Seattle-based attorney Laura Holban reluctantly takes on a new case despite her hefty workload. U.S. Immigration and Customs Enforcement officers have just arrested undocumented Guatemalan immigrant Emilio Ramirez, who has lived in Washington state with a happy family and a steady job for more than two decades. But he’s now up against Seattle’s chief ICE prosecutor, Mason Waltman, who seems determined to eject him from the country. Laura’s burden is to prove that her client shouldn’t be deported, a task that is complicated by a false assault claim leveled at Emilio. Someone appears to really want Emilio back in Guatemala; his family’s home is broken into, and Laura is physically intimidated in an effort to get her to drop the case. Suddenly, questions arise about the validity of Laura’s own green card, which she received when she immigrated to the United States from Romania 18 years earlier.
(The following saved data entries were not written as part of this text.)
Issue #1641, opened 2026-01-28
Don't work bucket replication


justc0de-it:
**Describe the bug**
When I try start bucket replication get error

```
Connection error for bucket: warp-test, access key: a05AhNoov4 quahC2daSahth, error: failed
to dispatch bucket exists for bucket: warp-test
error:DispatchFailure { source: ConnectorError {
kind: lo, source:
hyper_util::client::legacy::Error(Connect,
ConnectError &quot; dns error&quot;, Custom {
kind: Uncategorized, error: &quot; failed to lookup address information: Name does not resolve&quot; })), connection: Unknown }}
```

**To Reproduce**
1. Go to bucket replication setting
2. Add rules
3. Push Add

**Expected behavior**
From server via CLI domain is resolved. 

**Screenshots**
<img width="306" height="217" alt="Image" src="https://github.com/user-attachments/assets/d76099e2-554a-430d-b77c-104cb5d8d0c4" />

**Desktop (please complete the following information):**
 - OS: MacOS
 - Browser Safari
 - Version 26.3

**Additional context**
RustFS run as systemd-service on Ubuntu 24.04

loverustfs:
Hello, 

What are your steps & version?

justc0de-it:
1. Created an account, policy, and token for replication.
2. Created a test bucket on both servers with versioning enabled.
3. Go to the bucket settings menu and select Replication.
4. Fill in the fields as shown in the screenshot.
<img width="898" height="987" alt="Image" src="https://github.com/user-attachments/assets/2db5ad20-9c87-4db1-888a-2ff0b89affdb" />
5. After clicking the Add button, I get the error shown in the screenshot.

<img width="383" height="241" alt="Image" src="https://github.com/user-attachments/assets/c7fc0846-26ee-46c8-a5f5-ee299ae34f5d" />

6. RustFS Version

```
root@s3-prod:~# rustfs --version
rustfs 1.0.0-alpha.79
build time   : 2026-01-07 13:08:14 +00:00
build profile: release
build os     : linux-x86_64
rust version : rustc 1.92.0 (ded5c06cf 2025-12-08)
rust channel : stable-x86_64-unknown-linux-gnu
git branch   : 
git commit   : a95e549430851f3c34ee4cc8dd7be60aa200e8c4
git tag      : 1.0.0-alpha.79
git status   :
```

7. RustFS Settings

Laura worries that Emilio will be killed if he returns to his native country, a sad fate that’s befallen other clients of hers—but the greatest danger for her, Emilio, and his family may be much closer to home. Arama’s taut narrative brims with tension and indelible characters. The author is sensitive to discrimination (“When a native speaker makes a mistake, it’s because they’re tired or distracted. When an immigrant makes the same mistake, it’s because they’re dumb”) and microaggressions: Several people make note of Laura’s accent, as if she’s a tourist in the country she’s made her home. The story derives suspense from unpredictable threats courtesy of ICE, crooked lawyers, and the mysterious figure targeting Emilio. Most of Laura’s fight takes place outside the courtroom, where only a few scenes are set. Violence crops up in the final act, though it’s nominal, and the ending packs a mean dramatic punch.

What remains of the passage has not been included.